Les techniques du « Neidan » ou « cinabre interne » visaient à induire et à diriger (Daoyin) le Qi et, de cette manière, à acquérir une «habilité au Qi » (Qigong) en vue de concevoir, au sein du corps mortel de l’adepte, un embryon d’immortalité (appelé « goutte de cinabre »). Par le travail consciencieux de l’adepte, l’embryon d’immortalité deviendrait un Saint Immortel. L’alchimie « interne » a contribué à mieux connaître le fonctionnement du corps-esprit, c’est-à-dire à développer la psycho-physiologie de l’être humain, mais aussi à étudier les circuits énergétiques du corps (système des méridiens et points d’acupuncture).
Rien d’étonnant donc à trouver parmi les adeptes taoïstes de nombreux médecins et autres savants multidisciplinaires (ex. : Hua Tuo 142-219 ; Ge Hong 283–343 ? ; Tao Hongjing 456-536 ; etc.). Les procédés d’alchimie interne et externe ont été transmis de maître à disciple ; peu de documents rendent compte de cet enseignement. Toutefois, la médecine chinoise, grâce à une tradition taoïste qui s’est perpétuée jusqu’à nos jours, s’est inspirée et même nourrie de nombreux procédés d’alchimie taoïstes, alchimie que l’on pourrait d’ailleurs qualifiée de « médecine de longévité ».
En ce qui concerne les arts martiaux, le qualificatif d’ « interne » est utilisé en relation d’opposition-complémentarité avec « externe ». D’une part, les arts martiaux externes, représentés entre autre par les moines de Shaolin, font usage des armes et de la force physique pour combattre des ennemis réels, des adversaires faits de chair, d’os et de sang. D’autre part, les arts martiaux internes, représentés entre autre par la tradition des Monts Wudang, développent une puissance vitale à partir de la circulation de l’énergie dans l’interne (méridiens, organes, viscères, etc.) en vue d’augmenter la qualité de vie et la qualité de contact avec l’environnement.
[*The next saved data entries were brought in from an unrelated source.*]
PR #4294, opened 2020-01-13
feat(algoliasearch): add support for algoliasearch v4

yannickcr:
**Summary**

This change add support for algoliasearch v4 to InstantSearch.js.

No changes were necessary in the code. Also since the client is mocked in the unit tests we did not add an extra job on CIrcleCI to test with the 2 versions of the client.

The examples were updated to use the latest v4 beta.


examples/calendar-widget/index.html
```diff
@@ -41,7 +41,7 @@ <h3>Dates</h3>
   <script src="https://cdnjs.cloudflare.com/ajax/libs/jquery/3.3.1/jquery.min.js"></script>
   <script src="https://cdnjs.cloudflare.com/ajax/libs/moment.js/2.20.1/moment.min.js"></script>
   <script src="https://unpkg.com/BaremetricsCalendar@1.0.11/public/js/Calendar.js"></script>
-  <script src="https://cdn.jsdelivr.net/npm/algoliasearch@3.32.0"></script>
+  <script src="https://cdn.jsdelivr.net/npm/algoliasearch@4.0.0-beta.13/dist/algoliasearch-lite.umd.min.js"></script>
```
francoischalifour: I'm wondering if it'd make sense to change the `jsdelivr` and `unpkg` entries to `algoliasearch/lite`.

// @nunomaduro

nunomaduro: I think we are good point the CDN to the default build.

examples/e-commerce/index.html
```diff
@@ -25,8 +25,7 @@
     <link rel="stylesheet" href="./src/app.css" />
     <link rel="stylesheet" href="./src/app.mobile.css" />
     <link rel="stylesheet" href="./src/widgets/PriceSlider.css" />
-    <script src="https://polyfill.io/v3/polyfill.min.js?features=default,Array.prototype.find,Array.prototype.includes"></script>
-
+    <script src="https://polyfill.io/v3/polyfill.min.js?features=default%2CArray.prototype.find%2CArray.prototype.includes%2CPromise%2CObject.assign%2CObject.entries"></script>
```
tkrugg: IIUC, the new client makes use of new polyfills. 
When it's fully released, it might be worth updating this section for each flavour: https://www.algolia.com/doc/guides/building-search-ui/installation/js/#browser-support

Haroenv: Yes, let's not wait for v4 to update that

package.json
```diff
@@ -90,7 +90,7 @@
     "@wdio/selenium-standalone-service": "5.16.5",
     "@wdio/spec-reporter": "5.16.5",
     "@wdio/static-server-service": "5.16.5",
-    "algoliasearch": "3.35.1",
+    "algoliasearch": ">= 3.35.1 < 5",
```
Haroenv: devDependencies should be pinned

examples/e-commerce/index.html
nunomaduro: Yes. Noted here: https://github.com/algolia/doc/pull/4053.

nunomaduro: Is noted here: https://github.com/algolia/doc/pull/4053.

nunomaduro:
@Haroenv @tkrugg Feedback addressed here: https://github.com/algolia/instantsearch.js/pull/4294/commits/5959b420e65000b4dfb01f7dc41a7f3f87e9ff48.

src/types/instantsearch.ts
```diff
@@ -153,7 +178,20 @@ export type RouteState = {
   [stateKey: string]: any;
 };
 
-export type SearchClient = Pick<
-  AlgoliaSearchClient,
-  'search' | 'searchForFacetValues'
->;
+export type SearchClient = Pick<Client, 'search' | 'searchForFacetValues'>;
```
Haroenv: I feel like these additions could be on their own `algoliasearch` file, so some more explanation on the reasons for the complicated code can be explained. Now it seem to make this file more complicated

nunomaduro: You mean a definitions file inside `instantsearch.js`?

Haroenv: I mean all the definitions related to the client probably should go in an adjacent `algoliasearch.ts` file, since it's not per se related to the instantsearch constructor

Haroenv:
`PlainSearchParameters` seems to have an issue in the helper still

yannickcr:
Yes, we need to new helper v3 to fix this issue (same on React InstantSearch)

src/types/algoliasearch.ts
```diff
@@ -0,0 +1,45 @@
...
+  results: Array<SearchResponse<THit>>;
+}
+
+export type SearchResponse<THit> = ReturnType<
+  typeof algoliasearch
+> extends DummySearchClientV4
+  ? SearchResponseV4<THit>
+  : SearchResponseV3<THit>;
+
+export type SearchForFacetValuesResponse = ReturnType<
```
Haroenv: we can do `Client extends DummySearchClient` here too

PR #4296, opened 2020-01-14
chore(release): put correct reviewer config on release PRs

eunjae-lee:
**Summary**

Previously I put a wrong reviewer config in the `ship.config.js` file.
And Ship.js was handling it in a wrong way as well.
It turned out the API from GitHub takes separate parameters: `reviewers` & `team_reviewers`.

This way, the new release PRs will have the team automatically assigned as team_reviewers.

### DIFF
--- a/ship.config.js
+++ b/ship.config.js
@@ -13,7 +13,7 @@ module.exports = {
   beforeCommitChanges: ({ exec }) => {
     exec('yarn doctoc');
   },
-  pullRequestReviewer: ['@algolia/instantsearch-for-websites'],
+  pullRequestTeamReviewer: ['instantsearch-for-websites'],
   slack: {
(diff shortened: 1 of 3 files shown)


ship.config.js
```diff
@@ -13,7 +13,7 @@ module.exports = {
   beforeCommitChanges: ({ exec }) => {
     exec('yarn doctoc');
   },
-  pullRequestReviewer: ['@algolia/instantsearch-for-websites'],
+  pullRequestTeamReviewer: ['instantsearch-for-websites'],
```
francoischalifour: Side note: since it's an array I would expect the option to be named `pullRequestTeamReviewers`.

eunjae-lee: Thanks for the feedback. It started as a string at first, so its name was singular. Now that it supports array, I should deprecate the old name and make a new name for later version.

PR #4298, opened 2020-01-14
chore: use tagName instead of releaseTag in link to release in slack notification

jeetiss:
**Summary**

Fix link to release in slack notification as in 
https://github.com/algolia/shipjs/pull/609

### DIFF
--- a/ship.config.js
+++ b/ship.config.js
@@ -22,7 +22,7 @@ module.exports = {
     releaseSuccess: ({
       appName,
       version,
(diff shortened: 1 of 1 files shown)


eunjae-lee:
@jeetiss Hey, nice catch!
Thanks for the PR.

For more context, I've copied and overrode some config to send release message to Slack.
There has been a change in Ship.js, so this PR updates the change here.

PR #5560, opened 2023-03-22
feat(insights): only automatically add middleware based on condition

Haroenv:
similar to #5557, but for the whole middleware.

FX-2292

(this obviously didn't update the tests, as the effect is widespread, mainly no userToken for the first search)

Another thing to figure out is that `clickAnalytics` isn't set to true, so that first request doesn't have a queryID. Maybe that should be fixed backend (to also send one if not asked)?

### DIFF
--- a/packages/instantsearch.js/src/lib/InstantSearch.ts
+++ b/packages/instantsearch.js/src/lib/InstantSearch.ts
@@ -228,13 +228,20 @@ Use \`InstantSearch.status === "stalled"\` instead.`
       numberLocale,
       initialUiState = {} as TUiState,
       routing = null,
-      insights = true,
+      insights,
       searchFunction,
       stalledSearchDelay = 200,
       searchClient = null,
       insightsClient = null,
       onStateChange = null,
     } = options;
+
+    if (insights === undefined) {
+      console.log(
+        "insights argument isn't passed to instantsearch, so we will attempt to load the middleware if the results request it."
+      );
+      (this as any)._shouldVerifyInsights = true;
+    }
 
     if (indexName === null) {
       throw new Error(withUsage('The `indexName` option is required.'));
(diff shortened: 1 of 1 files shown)


packages/instantsearch.js/src/lib/InstantSearch.ts
```diff
@@ -621,6 +628,20 @@ See ${createDocumentationLink({
...
 
+    // Search results are only notified to the derived helper of the main index
+    // because the main helper is not used to search. This listener is used to
+    // decide whether we start insights middleware automatically.
+    if (
+      (this as any)._shouldVerifyInsights &&
+      this.middleware.every((m) => m.instance.$$type !== 'ais.insights')
+    ) {
+      this.mainHelper.derivedHelpers[0].once('result', ({ results }) => {
+        if (results.renderingContent?.analytics) {
```
Haroenv, line 639: this condition needs to be checked

packages/instantsearch.js/src/lib/InstantSearch.ts
```diff
@@ -228,14 +228,21 @@ Use \`InstantSearch.status === "stalled"\` instead.`
...
       searchClient = null,
       insightsClient = null,
       onStateChange = null,
     } = options;
 
+    if (insights === undefined) {
+      console.log(
+        "insights argument isn't passed to instantsearch, so we will attempt to load the middleware if the results request it."
+      );
+      (this as any)._shouldVerifyInsights = true;
```
Haroenv, line 243: if so, we can see if clickAnalytics gets forced to true here anyway

packages/instantsearch.js/src/lib/InstantSearch.ts
Haroenv, line 639: and clickAnalytics to be disabled if this is false

packages/instantsearch.js/src/lib/InstantSearch.ts
Haroenv: this logic can also be moved in `start` as helper is available there.

Haroenv (commented):
comments to explain how we can have clickAnalytics true for first query anyway

PR #5563, opened 2023-03-23
feat(useInstantSearchApi): warn when an unstable search client is detected

sarahdayan:
One of the most common mistakes customers make is to provide a new instance of the search client at each re-render, often by instantiating the client inside their component. While this can sometimes be wanted (e.g., to update an ephemeral API key), this is more frequently an oversight which causes InstantSearch to dispatch more search requests than necessary.

This change adds a dev warning that lets you know of an unstable search client. I'll also update the linked docs to add a note on client stability.

If we're happy to move forward with this change, I'll do it for Vue InstantSearch as well.

### DIFF
--- a/packages/react-instantsearch-hooks/src/lib/useInstantSearchApi.ts
+++ b/packages/react-instantsearch-hooks/src/lib/useInstantSearchApi.ts
@@ -93,6 +93,11 @@ export function useInstantSearchApi<TUiState extends UiState, TRouteState>(
     }
 
     if (prevProps.searchClient !== props.searchClient) {
+      warn(
+        false,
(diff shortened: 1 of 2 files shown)


packages/react-instantsearch-hooks/src/lib/useInstantSearchApi.ts
```diff
@@ -93,6 +93,11 @@ export function useInstantSearchApi<TUiState extends UiState, TRouteState>(
     }
 
     if (prevProps.searchClient !== props.searchClient) {
+      warn(
+        false,
```
Haroenv, line 97: there should be some way to pass `yesIKnowMySearchClientIsntStable` to InstantSearch to disable the warning IMO

Haroenv (approved):
ok, as it's dev

PR #5572, opened 2023-04-01
feat(ais-instant-search): warn when an unstable search client is detected

sarahdayan:
This ports the change made in https://github.com/algolia/instantsearch/pull/5563 in Vue InstantSearch.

Pour un pratiquant d’arts martiaux internes, l’adversaire peut être interne : il combat en lui la violence, la haine, le mensonge, la concupiscence, etc. Lorsque l’adversaire est réel, fait de chair et d’os, il devient un partenaire qui lui permet de d’accroître la circulation interne de sa propre énergie. Les arts martiaux internes sont fort nombreux. Parmi les plus connus chez nous, on trouve le Taijiquan, le Qigong, le Daoyin, le Bagua, le Xinyi, etc. Chacune de ces disciplines rassemblent une grande variété de styles et d’exercices.